### DATA RECORDS:
PR #215, opened 2019-04-09
set libjpeg symbols to local

GuanLuo:


src/core/lib.ldscript
```diff
@@ -0,0 +1,29 @@
+# Copyright (c) 2019, NVIDIA CORPORATION. All rights reserved.
```
deadeyegoodwin: Can you call this libtrtserver.ldscript?

PR #226, opened 2019-04-12
 Allow label lookup in ensemble if label file is not provided 

GuanLuo:


src/core/label_provider.h
```diff
@@ -38,17 +38,28 @@ class LabelProvider {
  public:
   LabelProvider() = default;
 
+  using Labels = std::vector<std::string>;
+
   // Return the label for a given 'index' of a 'name'. Return empty
   // string if no label is available.
   const std::string& GetLabel(const std::string& name, size_t index) const;
 
+  // Return the labels for a given 'name'. Return nullptr
```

### TO DO:
Retype each line above exactly as written.

### SOLUTION:
PR #215, opened 2019-04-09
set libjpeg symbols to local

GuanLuo:


src/core/lib.ldscript
```diff
@@ -0,0 +1,29 @@
+# Copyright (c) 2019, NVIDIA CORPORATION. All rights reserved.
```
deadeyegoodwin: Can you call this libtrtserver.ldscript?

PR #226, opened 2019-04-12
 Allow label lookup in ensemble if label file is not provided 

GuanLuo:


src/core/label_provider.h
```diff
@@ -38,17 +38,28 @@ class LabelProvider {
  public:
   LabelProvider() = default;
 
+  using Labels = std::vector<std::string>;
+
   // Return the label for a given 'index' of a 'name'. Return empty
   // string if no label is available.
   const std::string& GetLabel(const std::string& name, size_t index) const;
 
+  // Return the labels for a given 'name'. Return nullptr
```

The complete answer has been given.